Interferon Regulatory Factors as a Potential Therapeutic Target for Neuroinflammation: A Focus on Alzheimer's Disease

Abstract

Interferon Regulatory Factors (IRFs) are critical modulators of immune and inflammatory responses, yet their roles in Alzheimer's disease (AD) and other neurodegenerative disorders remain incompletely understood. While IRFs are recognized for their regulatory functions in neuroinflammation, microglial activation, and neuronal survival, their dual roles as both drivers of pathological inflammation and mediators of neuroprotective pathways underscore a sophisticated regulatory paradox in neurodegenerative disorders. This review aims to synthesize current evidence on IRF-mediated neuroinflammation in AD and related diseases, focusing on the multifaceted functions of key IRF family members, including IRF1, IRF3, and IRF7. We critically evaluate their divergent roles: IRF1 and IRF3, for instance, exacerbate neuroinflammatory cascades and amyloid-beta (Aβ) pathology in AD, whereas IRF7 may paradoxically suppress inflammation under specific conditions. Additionally, we explore IRF dysregulation in Parkinson's disease, multiple sclerosis, amyotrophic lateral sclerosis, and Huntington's disease, emphasizing shared and distinct mechanisms across neurodegenerative disorders. Restoring IRF balance through genetic manipulation, small-molecule inhibitors, or microbiome-derived modulators could attenuate neuroinflammation, enhance Aβ clearance, and protect neuronal integrity. Ultimately, this work provides a framework for future research to harness IRF signaling pathways in the development of precision therapies for AD and other neurodegenerative diseases.

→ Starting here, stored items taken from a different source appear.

PR #99, opened 2024-10-25
precision arg to dedup() needs to be a TS[float]

syoung-bamfunds:
(cherry picked from commit 8430c6ca5adea66e859c490765bbf452dc75af17)

### DIFF
--- a/src/hgraph/_types/_time_series_types.py
+++ b/src/hgraph/_types/_time_series_types.py
@@ -97,10 +97,9 @@ class TimeSeries(ABC):
     @abstractmethod
     def valid(self) -> bool:
         """
-        Is there a valid value associated to this time-series input, or loosely, "has this property
-        ever ticked?". Note that it is possible for the time-series to become invalid after it has been made valid.
-        The invalidation occurs mostly when working with REF values.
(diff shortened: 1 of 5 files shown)


src/hgraph/_types/_time_series_types.py
```diff
@@ -97,10 +97,9 @@ def modified(self) -> bool:
...
-        Is there a valid value associated to this time-series input, or loosely, "has this property
-        ever ticked?". Note that it is possible for the time-series to become invalid after it has been made valid.
-        The invalidation occurs mostly when working with REF values.
-        :return: True if there is a valid value associated with this time-series.
+        Is there a valid value associated to this time-series input, or more generally has this property
+        ever ticked.
+        :return: True if there is a valid value associated to this time-series
         """
 
     @property
```
hhenson, line 105: Seems like a reversion on the docs, or was this intentional?

syoung-bamfunds: No not intentional.  We do see some odd things with git using multiple remotes. My commit didn't include that change in the local repo!  I'll revert locally and include with the next push.  Thanks

PR #1387, opened 2023-12-18
Fai 975 sorting in faa using azure cognitive search

chrisfoster76:


chrisfoster76:
Closed as created with wrong name

PR #1447, opened 2024-04-30
FAI-1187 - Add submit application endpoint for recruit

dashton82:


dashton82:
Already included as part of another PR

PR #1546, opened 2025-01-06
FAI-2090 - Create the add more than one location from a list page   provider

killij:


src/Provider/Provider.Web/Services/VacancyLocationService.cs
```diff
@@ -0,0 +1,59 @@
...
+
+public class VacancyLocationService(IRecruitVacancyClient recruitVacancyClient, IEmployerVacancyClient employerVacancyClient): IVacancyLocationService
+{
+    public async Task<List<Address>> GetVacancyLocations(Vacancy vacancy)
+    {
+        ArgumentNullException.ThrowIfNull(vacancy);
+        var employerProfile = await recruitVacancyClient.GetEmployerProfileAsync(vacancy.EmployerAccountId, vacancy.AccountLegalEntityPublicHashedId);
+
+        var employerData = await employerVacancyClient.GetEditVacancyInfoAsync(employerProfile.EmployerAccountId);
+        var legalEntity = employerData.LegalEntities.First(l => l.AccountLegalEntityPublicHashedId == employerProfile.AccountLegalEntityPublicHashedId);
```
dashton82, line 28: i think i would be tempted to change this to FirstOrDefault - only to cater for scenarios where the AccountLegalEntity is removed from the account by the employer.

dashton82 (approved):

PR #1550, opened 2025-01-07
FAI-2168 Skip WithDrawn Status Vacancies in the Sharing Applications

balaji-j:
Story: https://skillsfundingagency.atlassian.net/browse/FAI-2168


killij (approved):
Just checking that unsuccessful candidates are excluded by default?

dashton82 (approved):

PR #1567, opened 2025-01-17
FAI-2236 correct vacancy count

dashton82:


src/Shared/Recruit.Vacancies.Client/Infrastructure/Services/VacancySummariesProvider/VacancySummaryAggQueryBuilder.cs
```diff
@@ -459,26 +459,61 @@ public class VacancySummaryAggQueryBuilder
...
+                    'preserveNullAndEmptyArrays': true
+                }
+            },    
+            {
+                '$project': {
+                    'vacancyGuid': '$_id',
+                    'vacancyReference': 1
+                }
+            },
+            {
```
killij, line 485: Is this essentially the same as the previous step in the pipeline?

killij (approved):

PR #1656, opened 2025-05-16
Fai 2512 foundation apprenticeship additional questions

LACrossley:


src/Provider/Provider.Web/Views/Part2/AdditionalQuestions/AdditionalQuestions.cshtml
```diff
@@ -14,22 +14,43 @@
...
+
         <h1 class="govuk-heading-xl">
-            Do you have any questions you would like to ask applicants? (optional)
+            Application questions on Find an apprenticeship
         </h1>
-        <p class="govuk-body">Applicants will answer these questions if they apply through <a href="@Model.FindAnApprenticeshipUrl" class="govuk-body govuk-link" rel="noopener" target="_blank">Find an apprenticeship (opens in a new tab)</a>.</p>
-        <p class="govuk-body">For example, 'How will you travel to this apprenticeship?'</p>
+        <p class="govuk-body">Find an apprenticeship includes set questions that applicants will need to answer. You can add extra questions if you need to ask more.</p>
+
+        @if (Model.ApprenticeshipType == ApprenticeshipTypes.Foundation)
```
dashton82, line 24: Same as above, we can simplify this and reduce the duplication

src/Shared/Recruit.Shared.Web/Views/Shared/_ValidationSummaryPartial.cshtml
```diff
@@ -11,9 +11,13 @@
...
                                                        .OrderBy(x => Model.OrderedFieldNames.IndexOf(x.Key)))
             {
-                var errorVm = new ErrorListItemViewModel(ViewData.TemplateInfo.GetFullHtmlFieldName(stateItem.Key) ?? stateItem.Key,
-                    stateItem.Value.Errors.FirstOrDefault()?.ErrorMessage);
-                <partial name="@RecruitPartialNames.ErrorListItem" model="@errorVm" />
+                var fieldName = ViewData.TemplateInfo.GetFullHtmlFieldName(stateItem.Key) ?? stateItem.Key;
+
+                foreach (var error in stateItem.Value.Errors)
+                {
+                    var errorVm = new ErrorListItemViewModel(fieldName, error.ErrorMessage);
```
dashton82, line 18: This _looks_ like its doing the wrong thing and we will end up with duplicated error messages

src/Shared/Recruit.Vacancies.Client/Application/Validation/Fluent/FluentVacancyValidator.cs
```diff
@@ -605,38 +605,56 @@ private void ValidateAdditionalQuestions()
             When(x => !string.IsNullOrEmpty(x.AdditionalQuestion1), () =>
             {
                 RuleFor(x => x.AdditionalQuestion1)
+                    .Cascade(CascadeMode.Continue)
```
dashton82, line 608: Links to the above with the new show-all attribute on the validation tag helper, but where is the requirement for this?

dashton82 (changes requested):

src/Provider/Provider.Web/Orchestrators/Part2/AdditionalQuestionsOrchestrator.cs
```diff
@@ -43,10 +44,13 @@ public async Task<AdditionalQuestionsViewModel> GetViewModel(VacancyRouteModel r
...
         {
             VacancyId = vacancy.Id,
+            VacancyTitle = vacancy.Title,
             Ukprn = routeModel.Ukprn,
             AdditionalQuestion1 = vacancy.AdditionalQuestion1,
             AdditionalQuestion2 = vacancy.AdditionalQuestion2,
-            FindAnApprenticeshipUrl = _options.Value.FindAnApprenticeshipUrl
+            FindAnApprenticeshipUrl = _options.Value.FindAnApprenticeshipUrl,
+            ApprenticeshipType = (ApprenticeshipTypes)vacancy.ApprenticeshipType,
+            QuestionCount = (ApprenticeshipTypes)vacancy.ApprenticeshipType == ApprenticeshipTypes.Foundation ? 3 : 4
```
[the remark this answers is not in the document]
killij: There is an extension GetValueOrDefault() for ApprenticeshipTypes to handle this scenario.

src/Shared/Recruit.Shared.Web/Views/Shared/_ValidationSummaryPartial.cshtml
LACrossley: Each applicable error may only be triggered once per field either way. So currently, the same message may appear twice in the banner if it applies to two different fields, and the links take the user to each field. That behaviour doesn't change with this.

It's true the story doesn't directly request this change. However, without it, the validation summary box only shows one of the applicable errors per field, which feels like unintentionally bad UX design. Same without "show-all" for messages shown on the field. So previously, the user had to click submit each time to be told "over 250 characters", click, "no question mark", click, "and now you've used bad language" even though all three applied to the same field at the same time.

With this code change, the user can now click submit once to be told "question 3 is too long, it has no '?', and you've used a naughty word". So they can fix all three before hitting submit once more successfully.

I'll leave this in for now and I've just asked Chris about it. I appreciate this would affect the whole of recruit so I'll revert the change if need be.

src/Provider/Provider.Web/Views/Part2/AdditionalQuestions/AdditionalQuestions.cshtml
LACrossley: Amended in latest commit.

src/Provider/Provider.Web/Orchestrators/Part2/AdditionalQuestionsOrchestrator.cs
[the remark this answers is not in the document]
LACrossley: Amended in latest commit.

src/Shared/Recruit.Vacancies.Client/Application/Validation/Fluent/FluentVacancyValidator.cs
LACrossley: In either case, CascadeMode.Continue doesn't appear to be as necessary as I thought. It still shows all errors without setting this. So I've removed from the latest commit.

dashton82:
Closing as its been recreated

PR #1719, opened 2025-08-01
FAI-2424 Add pagination to the Vacancy manage page

balaji-j:
✨ Add pagination to vacancy management functionality

- Updated `VacancyManageController` to support pagination with `page` parameter.
- Enhanced `GetManageVacancyViewModel` in `VacancyManageOrchestrator` for pagination.
- Modified `VacancyApplicationsViewModel` to include `Pager` property.
- Updated Razor views to include pagination controls for applications.
- Adjusted `application.js` to reset `page` parameter on location filter change.

Changes made by Balaji Jambulingam

### DIFF
--- a/src/Employer/Employer.Web/Orchestrators/VacancyManageOrchestrator.cs
+++ b/src/Employer/Employer.Web/Orchestrators/VacancyManageOrchestrator.cs
@@ -9,11 +9,13 @@ using Esfa.Recruit.Vacancies.Client.Application.Validation;
 using Microsoft.Extensions.Logging;
 using System.Collections.Generic;
 using System.Linq;
+using Esfa.Recruit.Employer.Web.Configuration.Routing;
 using Esfa.Recruit.Vacancies.Client.Infrastructure.QueryStore.Projections.VacancyApplications;
 using Esfa.Recruit.Vacancies.Client.Domain.Extensions;
 using Esfa.Recruit.Shared.Web.Orchestrators;
 using Esfa.Recruit.Shared.Web.Extensions;
 using Esfa.Recruit.Shared.Web.Helpers;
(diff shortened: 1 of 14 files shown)


src/Employer/Employer.Web/Orchestrators/VacancyManageOrchestrator.cs
```diff
@@ -69,21 +77,41 @@ public async Task<ManageVacancyViewModel> GetManageVacancyViewModel(Vacancy vaca
                 viewModel.WithdrawnDate = vacancy.ClosedDate?.AsGdsDate();
             }
 
-            var vacancyApplicationsTask = await _client.GetVacancyApplicationsSortedAsync(vacancy.VacancyReference.Value, sortColumn, sortOrder, vacancySharedByProvider);
-            var applications = vacancyApplicationsTask ?? new List<VacancyApplication>();
+            var vacancyApplications = await _client.GetVacancyApplicationsSortedAsync(vacancy.VacancyReference.Value, sortColumn, sortOrder, vacancySharedByProvider);
```
killij, line 80: Shouldn't we be getting the paging from the inner service? The problem otherwise is that we still have the performance hit of returning all rows?

balaji-j: that was the orginal design to pull but the we another layer of filter (Filter by location), as the location details are getting merged in the APIM layer from Candidate, we wont able to do the pagination total count

balaji-j: https://github.com/SkillsFundingAgency/das-apim-endpoints/pull/2307
https://github.com/SkillsFundingAgency/das-recruit-api/pull/60

killij (approved):

PR #1763, opened 2025-10-06
FAI-2797 Remove Application review functionality

balaji-j:


src/Shared/Recruit.Vacancies.Client/Infrastructure/Client/VacancyClient.cs
```diff
@@ -451,7 +451,8 @@ public Task<IEnumerable<LegalEntity>> GetEmployerLegalEntitiesAsync(string emplo
 
         public Task CreateApplicationReviewAsync(Domain.Entities.Application application)
         {
-            return messaging.SendCommandAsync(new CreateApplicationReviewCommand { Application = application });
+            //return messaging.SendCommandAsync(new CreateApplicationReviewCommand { Application = application });
```
killij, line 454: Does this comment need removing?

killij: And if so does the method need removing?

killij (changes requested):

killij (approved):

Keywords: Alzheimer’s disease; interferon regulatory factors; neuroinflammation; therapeutic targets.

Figure 1

The regulatory effects and molecular mechanisms of the IRF family in AD-associated neuroinflammation. (a) The role of IRF1 in the phenotypic transformation of microglia. (b) IRF3 modulates neuroinflammation and AD progression via TLR/STING signaling pathways and the interplay between autophagy and pyroptosis. (c) IRF7 modulates AD-associated neuroinflammation via the TLR/STING-miRNA interaction network and microglial M1/M2 phenotypic polarization. (d) The regulatory network of IRF4, IRF5, and IRF8 in microglial polarization.

Figure 2

The potential role of IRFs in other neurodegenerative diseases. (a) IRF1, IRF3, IRF7, IRF8, and IRF9 negatively regulate Parkinson’s disease. (b) IRF1, IRF4, IRF5, and IRF8 present negative roles; IRF7 plays protective roles; and IRF3 plays dual roles in multiple sclerosis. (c) IRF1, IRF3, and IRF5 negatively regulate amyotrophic lateral sclerosis. (d) IRF3 negatively regulates Huntington’s disease.